# Went for a hike yesterday



## Crickett (Oct 4, 2012)

Just some random shots while I was out hiking @ one of my favorite places.


----------



## blood on the ground (Oct 4, 2012)

fall woods sure makes for some nice photos. good pics crickett!


----------



## Hoss (Oct 4, 2012)

Looks like a good walk, Crickett.  At least for getting photos.  Those fallen leaves in the shots are wonderful.

Hoss


----------



## Keebs (Oct 4, 2012)

I like!


----------



## jeeplvr18 (Oct 4, 2012)

great pics crickett!


----------



## grandpawrichard (Oct 4, 2012)

Awesome series of photos Crickett! Each and every one of them is superbly composed, focused and exposed! Thank you for sharing them with us!

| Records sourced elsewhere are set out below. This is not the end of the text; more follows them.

PR #460, opened 2016-10-24
Replace all connection handler backpressure logic with pipes

DanSimon:
Once in a blue moon you really end up killing two birds with one stone.  In a nutshell, this PR replaces all of the connection handler buffering and backpressure logic with the new reincarnation of pipes.  The end result is much cleaner code and the generalization of a pattern found in several places (buffering and backpressure) into a single solution.

### Preface

`Pipe[I,O]` was originally created for streaming services: the idea being that a request or response could be streamed in/out without having to load the entire thing in memory before using it.  `Pipe` was the representation of the streaming data, where pieces of the message could be "pushed" into and "pulled" out of.  Originally created in version 0.6.0, `Pipe`has been heavily reworked and dramatically improved in the upcoming 0.9.0 release.  It has essentially transformed into a buffer with a monad-like interface that can efficiently handle backpressure.

Meanwhile, buffering and backpressure has been a central concern in the controller and service layers of the connection handler architecture.  To recap, the `Controller` layer is the part of a connection handler responsible for reading in raw data and decoding it into message objects like Http requests, and vise versa for encoding messages into raw data.  The `Service` layer takes the incoming request messages and processes them into response messages, dealing with all the logic to make sure responses are sent back in the right order.

Up until now buffering and backpressure between these layers have been handled somewhat clumsily.  For instance, `Controller` has a `push`method that would return `true`or `false` depending on whether the pushed message was successfully buffered or not.  It was then up to the service layer to deal with the result manually.  This also led to `Controller`having a lot of exposed methods like `pauseReads()` and `pendingBufferSize` that led to a lot of weird logic, and probably a lot of weird edge cases.

### Using Pipes in Controller and ServiceServer/ServiceClient

Well now all that is gone.  Instead now pipes are used as the interface between layers.  So now, for example, the service layer can simply access an `outgoing` `Sink` from the controller and push responses there.  Likewise, the controller uses an `incoming` `Sink` to push decoded messages.

On the client side, the biggest change is `ServiceClient` now maintains its own buffer for pending requests.  Previously it used the controller's buffer to do this, but again that led to a lot of logic bleedthrough.  But now with pipes the client can simply route it's pending pipe into the controller's outgoing pipe.

### Additional Changes to Pipes

A few changes were made to pipes to get this all working.

The biggest change is to `Source.pullWhile`.  Instead of taking a function of type `T => Boolean`, it now takes a `T => PullAction`.  This gives the looping function greater control of the iteration process.  Most importantly, it can now decide to pull an item after receiving it by returning `PullAction.PullContinue`, which was very important when feeding a `Source` into a `Sink`.  

A new method `pullUntilNull` has been created which is similar to `pullWhile` but is intended to be used to pull out any items currently buffered and not wait for more items afterwards.  It is mainly used by `OutputController` to pull out items to write to the output buffer.

Another new method `Sink.valve`was created which essentially creates a new sink that splits into two sinks.  An item is only pushed if it can be pushed to both sub-sinks.  This is mainly used by `ServiceClient` to properly handle the `sentBufferSize` to limit the number of concurrently in-flight requests.  

### Performance

After some basic benchmarking, there appears to be no change in performance for a basic service.  I haven't done extensive benchmarking on the client yet, but initial results don't show anything drastic.

### What's Next

This PR clearly the first of several, as there's definitely some cleanup work to do, but this PR is already large enough as is.


colossus-examples/src/main/scala/colossus-examples/WebsocketExample.scala
```diff
@@ -82,13 +83,17 @@ object WebsocketExample {
           case "MANY" => {
```
benblack86: Is there one proxy actor per connection? It seems that handling "MANY" will be blocking until count equals zero so if the client tries to send another message (like "EXIT) it wouldn't be handled immediately. At least in this example, the logic is the same in OK and FULL state. Is there a scenario where we would want a different behaviour if full?

DanSimon: Yes, every connection gets a unique proxy actor.  Also in this case "MANY" will block only until the output buffer fills up (which I believe defaults to 50).  When it comes to blocking, it's true that while the output buffer is being filled, nothing else can occur.  In this situation it doesn't matter since it happens very quickly.  I'd imagine if generating the messages to send required significant CPU usage, it would be done on a different thread.

I have thought about ways to have more control over the "greediness" of pipes and situations like this.  One potential is to create a "deferred" wrapper for a pipe which will force the return of a "Full" result after a certain number of items have been pulled and fire off the returned signal at the beginning of the next event loop iteration (using a CallbackExecutor).  This would let you, for example, force the "MANY" situation to only send one item per event loop iteration.

I think in most cases when it comes to dealing with a "Full" vs "Ok" result, you just want to wait until the underlying buffer can accept more items and continue from there.  In fact, the code here can be cleaned up a lot by just wrapping this in an iterator and forwarding it into the output buffer directly using `Source.into`.  I may update or add to this example to show that.

DanSimon:
Added some more tests and fixed a few bugs.  Test coverage is not quite up to par, but I'm a bit hesitant to add more tests until more cleanup has been done and all the interfaces are more stable.

PR #141, opened 2023-05-26
fix: prevent loading floats on agents

ayoung19:
image

image

image

### DIFF
--- a/src/lib/components/market/item_row_wrapper.ts
+++ b/src/lib/components/market/item_row_wrapper.ts
@@ -1,4 +1,4 @@
-import {html} from 'lit';
+import {html, nothing} from 'lit';
 
 import {state} from 'lit/decorators.js';
 import {CustomElement, InjectAppend, InjectionMode} from '../injectors';
@@ -8,7 +8,7 @@ import {Asset, ListingData} from '../../types/steam';
 import {gFloatFetcher} from '../../services/float_fetcher';
 import {ItemInfo} from '../../bridge/handlers/fetch_inspect_info';
 import {getMarketInspectLink, inlineEasyInspect, inlineStickers} from './helpers';
-import {formatSeed, renderClickableRank} from '../../utils/skin';
+import {formatSeed, isSkin, renderClickableRank} from '../../utils/skin';
 import {gFilterService} from '../../services/filter';
 import {AppId, ContextId, Currency} from '../../types/steam_constants';
 import {defined} from '../../utils/checkers';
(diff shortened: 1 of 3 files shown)


src/lib/utils/skin.ts
```diff
@@ -108,3 +108,9 @@ export function isSkin(asset: Asset): boolean {
         (a) => a.category === 'Weapon' || (a.category === 'Type' && a.internal_name === 'Type_Hands')
     );
 }
+
+export function isMarketSkin(asset: Asset) {
```
Step7750, line 112: I think we can merge this with `isSkin`. Make the implementation of `isSkin` a OR between the tag parsing and this.

src/lib/components/market/item_row_wrapper.ts
```diff
@@ -137,6 +137,10 @@ export class ItemRowWrapper extends FloatElement {
         }
 
         if (this.itemInfo) {
+            if (this.asset && !isMarketSkin(this.asset)) {
```
Step7750, line 140: We can move this `if` to outside this block (after the inspect link check above)

Step7750 (changes requested):
🎉🎉 Thanks for your first PR! 🎉🎉

Added a few comments, otherwise LGTM.

src/lib/utils/skin.ts
ayoung19: i don't like that because i lowkey don't want to subject the inventory to this hacky check. perhaps i only fall to this if `asset.tags` is undefined?

ayoung19: so it'd look like
```
if (asset.tags) {
   // inventory check
} else {
  // market check
}
```

ayoung19: honestly it does the same thing but it short circuits if tags are defined

src/lib/components/market/item_row_wrapper.ts
ayoung19: my thought process was we probably want to display the error/loading first right?

ayoung19: otherwise i'd be happy to move it

src/lib/utils/skin.ts
Step7750: Yeah, that sounds good to me.

src/lib/components/market/item_row_wrapper.ts
Step7750: Nah, I think we should treat it the same as an item with no inspect link.

ayoung19: oh right i forgot, was tunnel visioned into causing no regressions

Step7750 (approved):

It looks like you had a totally awesome hike and you took Full Advantage of it!

Dick


----------



## mlbfish (Oct 4, 2012)

Good eye. Awesome captures. I've got to figure out how to do that. I would just get a picture of a leaf or mushroom. Great shot of the surroundings.


----------



## carver (Oct 4, 2012)

Really nice shots Crickett


----------



## EAGLE EYE 444 (Oct 5, 2012)

If these photos don't make you feel good about life and the outdoors, then nothing will.  

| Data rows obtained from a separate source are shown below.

PR #157, opened 2023-07-19
Adds Support for Firefox MV3

### LINKED ISSUE #155: Support MV3 for Firefox
Right now, we can't publish HEAD to Firefox since it requires MV3 and Mozilla decided to put their own spin on it.

Step7750:
Firefox's MV3 is a little special...

* Since FF doesn't support service workers, we instead have a background page that imports the compiled background script (needed to import as a module)
* Since FF doesn't support `browser.runtime.sendMessage` from a page, uses a `PostMessageBus` dance for messages from the page to the background script. The content script uses `postMessage` and `on('message', ...)` to facilitate communication with the page, and effectively becomes a proxy in the request chain.

Can test locally using `npm run start_ff` and `web-ext run` in the `dist/` directory.

Closes #155


src/lib/components/injectors.ts
```diff
@@ -43,6 +43,12 @@ export function CustomElement(): any {
         if (!inPageContext()) {
             return;
         }
+
+        if (customElements.get(target.tag())) {
```
Step7750, line 47: Note: This is put here since FF emits warnings on re-defining a tag while Chrome ignores

ayoung19 (approved):

PR #158, opened 2023-07-19
feat: add options page

ayoung19:


Step7750 (commented):
Page layout looks good!

There's a couple of remaining pieces
* System for fetching/storing settings (with defaults defined)
* Defining settings for each piece, hooking it to the relevant function
* Adding a "easy" settings button in some places of the UI (ie. in the little float bar in the Steam Market)

I think we should create a new WIP branch to merge the settings PRs into until it is ready for deployment. Otherwise, it makes it difficult to create releases on `master`.

src/pages/wow/index.html
```diff
@@ -0,0 +1,13 @@
+<!DOCTYPE html>
```
Step7750, line 1: This `wow` directory appears to be unused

I love the way you have captured some of the most "normal" subjects in the woods and are able to make us all stop and look and see just how wonderful nature really is to all of us.

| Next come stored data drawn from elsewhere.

PR #251, opened 2024-09-16
Visual feedback about pagination status

SaloEater:
Hi, I couldn't stand using market without understanding the status of pagination request so I made this small visualization

https://github.com/user-attachments/assets/1ca87271-fcf4-49f9-987d-e034bb6647c2

### DIFF
--- a/src/lib/components/market/response_render_results_status.ts
+++ b/src/lib/components/market/response_render_results_status.ts
@@ -1,3 +1,27 @@
+function overrideOnResponseRenderResults(proto: any) {
+    const originalMethod = proto.OnResponseRenderResults;
+
+    proto.OnResponseRenderResults = function(responseClass: any) {
+        const success = (responseClass && responseClass.responseJSON && responseClass.responseJSON.success) || false;
+        if (!success) {
+            paginationBox.showError();
+        } else {
+            paginationBox.hide();
+        }
+
+        originalMethod.call(this, responseClass);
+    };
+}
+
+function overrideGoToPage(proto: any) {
+    const originalMethodGoToPage = proto.GoToPage;
+
+    proto.GoToPage = function(page: number) {
+        paginationBox.showPending();
+        originalMethodGoToPage.call(this, page);
+    };
+}
+
 export function initResponseRenderResultsStatus() {
     const id = setInterval(() => {
         const searchResultsObject = g_oSearchResults;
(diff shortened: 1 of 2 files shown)


src/lib/components/market/response_render_results_status.ts
```diff
@@ -0,0 +1,155 @@
...
+    const originalMethodGoToPage = proto.GoToPage;
+
+    proto.GoToPage = function(page: number) {
+        paginationBox.showPending();
+        originalMethodGoToPage.call(this, page);
+    };
+}
+
+export function initResponseRenderResultsStatus() {
+    const id = setInterval(() => {
```
Step7750, line 26: I think it'd be better to get something like this abstracted like `Observe` in utils.

For instance, `WaitUntilDefined` and make it a bit more generic.

src/lib/components/market/response_render_results_status.ts
```diff
@@ -0,0 +1,155 @@
+function overrideOnResponseRenderResults(proto: any) {
```
Step7750, line 1: These functions can be included as part of the inner impl of the component, specifically when it starts you can handle getting the proto reference and overriding. Since at the end of the day, it is tightly coupled anyways and isn't capable of operating outside of a global reference to that component.

Step7750, line 1: Please define types for `g_oSearchResults` (see steam.d.ts) -- it doesn't have to be comprehensive but is certainly better than using any.

src/lib/components/market/response_render_results_status.ts
```diff
@@ -0,0 +1,155 @@
...
+    const originalMethod = proto.OnResponseRenderResults;
+
+    proto.OnResponseRenderResults = function(responseClass: any) {
+        const success = (responseClass && responseClass.responseJSON && responseClass.responseJSON.success) || false;
+        if (!success) {
```
Step7750, line 6: nit: Anti-pattern to do:

```
if (!var) {
   // this
} else {
   // that
}
```

instead of 

```
if (var) {
   // that
} else {
   // this
}
```

src/lib/components/market/response_render_results_status.ts
```diff
@@ -0,0 +1,155 @@
+function overrideOnResponseRenderResults(proto: any) {
+    const originalMethod = proto.OnResponseRenderResults;
+
+    proto.OnResponseRenderResults = function(responseClass: any) {
+        const success = (responseClass && responseClass.responseJSON && responseClass.responseJSON.success) || false;
```
Step7750, line 5:
```suggestion
        const success = !!responseClass?.responseJSON?.success;
```

src/lib/components/market/response_render_results_status.ts
```diff
@@ -0,0 +1,155 @@
...
+        const proto = Object.getPrototypeOf(searchResultsObject);
+
+        overrideOnResponseRenderResults(proto);
+        overrideGoToPage(proto);
+
+        clearInterval(id);
+    }, 1000);
+}
+
+class PaginationFailedBox extends HTMLElement {
```
Step7750, line 39: `PaginationFailedBox` seems to be a bit of a misleading term since it also showing "pending" status.

How about `PaginationStatusBox`?

src/lib/page_scripts/market_listing.ts
```diff
@@ -1,7 +1,11 @@
...
 import '../components/market/item_row_wrapper';
 import '../components/market/utility_belt';
+import '../components/market/response_render_results_status';
+import {initResponseRenderResultsStatus} from '../components/market/response_render_results_status';
 
 init('src/lib/page_scripts/market_listing.js', main);
 
-async function main() {}
+async function main() {
+    initResponseRenderResultsStatus()
```
Step7750, line 10: As mentioned in another comment, it's preferrable for a decorator of the component to handle it's own injection into the page, so that you don't need to handle creation manually here.

Then you just need to import the file.

src/lib/components/market/response_render_results_status.ts
```diff
@@ -0,0 +1,155 @@
...
+    private container: HTMLDivElement;
+    private progressBar: HTMLDivElement;
+    private messageDiv: HTMLDivElement;
+    private hideTimeout: number | null = null;
+    private timeoutDuration: number = 1;
```
Step7750, line 44: This has no clear units, for example, it seems to represent 5s increments for show pending and seconds for error.

You should put the units in the variable name (ie. `timeoutMs`) and use it consistently.

Step7750 (changes requested):
Thank you for the contribution, I really appreciate it!

I hadn't realized how poor the state of navigating SCM has gotten -- pressing the "next" page after loading seemed to consistency fail for multiple tries without any extensions.

I've seen the extension receive 1 star reviews by users thinking _the extension_ introduced this issue, so yeah, I'm thinking about how to integrate messaging in the status bar that indicates the request to Steam failed.

Step7750:
Closing due to inactivity.

It seems like SCM has become more reliable lately, so the necessity of this PR has gone down.

PR #264, opened 2024-10-29
Added UI patterns

nick-dimeglio:
Added the ability for the item checker to see if it is a charm and if it is, display the Pattern id.


Step7750:
Thank you for the contribution @nick-dimeglio!

I had a couple of changes to make so that this works on inventories as well (https://github.com/csfloat/extension/pull/266). I'll close out your PR as a result, but thank you so much for putting this together.

PR #273, opened 2024-11-17
Fix: Selected Item Info for Commodities

### LINKED ISSUE #271: Show Stall Prices If Non-Skin (ie. Commodity)

GODrums:
## Motivation

By now CSFloat support selling of many different item types. To reflect this in the inventory, we want to display the "List on CSFloat" or "Listed for $..."-buttons for all supported items.
Fixes #271.

## Description

This PR reworks the `selected_item_info`-element according to the current selling capabilities on CSFloat:
- Show "List on CSFloat"-button for Agents, Sticker, Pins, Patches and Cases
- Change the link of the "List on CSFloat"-button to the actual selling page, i.e. `https://csfloat.com/sell`
- Fixed a bug where the "Charm Detachment Pack" got classified as Charm
- Support stall prices for Agents
Screenshot 2024-11-17 235851

Implementation notes:
- since we now support items without inspect links (i.e. cases), we now have to re-render the element for every newly selected item. I utilitzed the `isLoading`-variable for this purpose, but there might be a better approach?
- I decided on using a white-list approach on support item types to stay compatible when new items are added

### DIFF
--- a/src/lib/utils/skin.ts
+++ b/src/lib/utils/skin.ts
@@ -105,7 +105,15 @@ export function renderClickableRank(info: ItemInfo): TemplateResult<1> {
 }
 
 export function isSellableOnCSFloat(asset: rgAsset): boolean {
-    return isSkin(asset) || isCharm(asset) || isAgent(asset) || isSticker(asset) || isPin(asset) || isPatch(asset) || isCase(asset);
+    return (
+        isSkin(asset) ||
+        isCharm(asset) ||
+        isAgent(asset) ||
+        isSticker(asset) ||
+        isPin(asset) ||
+        isPatch(asset) ||
+        isCase(asset)
+    );
 }
 
 export function isSkin(asset: rgAsset): boolean {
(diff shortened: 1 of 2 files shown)


src/lib/utils/skin.ts
```diff
@@ -113,16 +125,39 @@ export function isSkin(asset: rgAsset): boolean {
...
+export function isAgent(asset: rgAsset): boolean {
+    return isAbstractType(asset, 'Agent', 'Type_CustomPlayer');
+}
+
+export function isSticker(asset: rgAsset): boolean {
+    return isAbstractType(asset, 'Sticker', 'CSGO_Tool_Sticker');
+}
+
+export function isPin(asset: rgAsset): boolean {
+    return isAbstractType(asset, 'Pin', 'CSGO_Type_Collectible');
```
Step7750, line 140: I believe CSGO_Type_Collectible may encompass more than just Pins?

For example, badges like a 10 Year Veteran Coin have an inspect link and are also a collectible: https://steamcommunity.com/id/Step7750/inventory#730_2_37136727351

Step7750 (changes requested):
Awesome, thanks @GODrums !

A couple small comments, but looks good 👍

src/lib/utils/skin.ts
GODrums: You are right! Actually, I just noticed that CSFloat doesn't even support selling pins, so we can just remove this again.

Step7750 (approved):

Thanks for sharing these with us.


----------



## pdsniper (Oct 5, 2012)

Its all ways amazeing what a photographers eye see's most non photographers would never notice those things but we do and we make beautiful pictures from things that most of the rest of the world will over look, nice job


----------



## quinn (Oct 5, 2012)

Way cool shots Crickett!


----------



## Crickett (Oct 5, 2012)

Thanks y'all!


----------



## wvdawg (Oct 5, 2012)

Magnificent shots Christy
I'm surprised by that third pic though with the spider webbing!  You know it was around there somewhere!


----------



## mrs. hornet22 (Oct 5, 2012)

EAGLE EYE 444 said:


> If these photos don't make you feel good about life and the outdoors, then nothing will.
> 
> I love the way you have captured some of the most "normal" subjects in the woods and are able to make us all stop and look and see just how wonderful nature really is to all of us.
> 
> Thanks for sharing these with us.



What he said!!!


----------



## BriarPatch99 (Oct 5, 2012)

Cool shots Crickett!!


----------



## cre8foru (Oct 7, 2012)

Those are all really nice.


----------



## Miguel Cervantes (Oct 7, 2012)

Dang good button mushin Cricket.


----------



## Crickett (Oct 7, 2012)

Thanks y'all!


----------



## cornpile (Oct 9, 2012)

I love the fall,you nailed it with these pics.Just perfect,Crickett


----------